**WHAT NEEDS TO BE DONE:**
Identify each line below that contains the word "action", and copy it out.

######

PR #765, opened 2026-07-21
fix: RunCommandTool 非阻塞返回半初始化 result

enkilee:

**Checklist | 检查项**
- [x] I have read and understood the [contributor guidelines](https://github.com/antgroup/agentUniverse/blob/master/CONTRIBUTING.md). | 我已阅读并理解[贡献者指南](https://github.com/antgroup/agentUniverse/blob/master/CONTRIBUTING_zh.md) 。
- [ ] I have submitted the test files and can provide screenshots of the test results (required for feature or bug fixes) | 我已经提交了测试文件并可提供测试结果截图(功能修改、BUG修复类PR必须提供，其他按需)

-fix RunCommandTool 非阻塞返回半初始化 result
-1.thread_started.wait() 无超时 — 子线程在 set() 前异常退出时,主线程永久阻塞        
-2.非阻塞模式 return result.message 暴露半初始化字段 — stdout=''、exit_code=None、status=running,调用方误以为命令已完成但拿不到真实输出                              
-3._command_results 写入与 thread_id 改写存在竞态窗口

-

run_command_tool.py
-

### DIFF
--- a/agentuniverse/agent/action/tool/common_tool/run_command_tool.py
+++ b/agentuniverse/agent/action/tool/common_tool/run_command_tool.py
@@ -131,6 +131,11 @@ class RunCommandTool(Tool):
             })
         return self._run_command(command, cwd, blocking)
 
+    # Maximum time (seconds) to wait for the worker thread to register its
+    # command result. Prevents indefinite blocking when the worker fails to
+    # start (e.g. thread creation error or early exception before set()).
+    _THREAD_STARTED_TIMEOUT = 10.0
+
     def _run_command(self, command: str, cwd: str, blocking: bool = True) -> str:
         result = CommandResult(
             thread_id=threading.get_ident(),
@@ -141,12 +146,13 @@ class RunCommandTool(Tool):
         )
 
         thread_started = threading.Event()
+        thread_error: list = []  # captured from worker if it fails before set()
 
         def __run() -> None:
-            result.thread_id = threading.get_ident()
-            _command_results[result.thread_id] = result
-            thread_started.set()
             try:
+                result.thread_id = threading.get_ident()
+                _command_results[result.thread_id] = result
+                thread_started.set()
                 process = subprocess.Popen(
                     command,
                     cwd=cwd,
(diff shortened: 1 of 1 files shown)


hxbszyy (changes requested):
The non-blocking response can be clearer, but the startup synchronization in this patch does not provide the guarantee it claims. thread_started is set before subprocess.Popen, so the caller can return status=running and started=true even when process creation fails immediately afterward. I reproduced that by making Popen raise after a short delay: execute returned running, then the stored result changed to error with spawn failed. Conversely, an exception before the event is signaled is caught by the worker but never wakes the caller, so it waits the full 10 seconds and reports a timeout instead of the actual error.\n\nPlease make startup a single synchronized outcome: publish the thread id, then signal success only after Popen has returned, or signal the captured startup exception, with the event set on every path. Add deterministic tests for a Popen exception and for the successful non-blocking acknowledgement. Also remove the new daemon-thread behavior unless there is an explicit lifecycle decision and coverage for commands during interpreter shutdown; silently allowing accepted commands to be cut off is a separate behavioral regression.

enkilee:
> The non-blocking response can be clearer, but the startup synchronization in this patch does not provide the guarantee it claims. thread_started is set before subprocess.Popen, so the caller can return status=running and started=true even when process creation fails immediately afterward. I reproduced that by making Popen raise after a short delay: execute returned running, then the stored result changed to error with spawn failed. Conversely, an exception before the event is signaled is caught by the worker but never wakes the caller, so it waits the full 10 seconds and reports a timeout instead of the actual error.\n\nPlease make startup a single synchronized outcome: publish the thread id, then signal success only after Popen has returned, or signal the captured startup exception, with the event set on every path. Add deterministic tests for a Popen exception and for the successful non-blocking acknowledgement. Also remove the new daemon-thread behavior unless there is an explicit lifecycle decision and coverage for commands during interpreter shutdown; silently allowing accepted commands to be cut off is a separate behavioral regression.

already changed it, thx.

######

**SOLUTION TO THIS PROBLEM:**
--- a/agentuniverse/agent/action/tool/common_tool/run_command_tool.py
+++ b/agentuniverse/agent/action/tool/common_tool/run_command_tool.py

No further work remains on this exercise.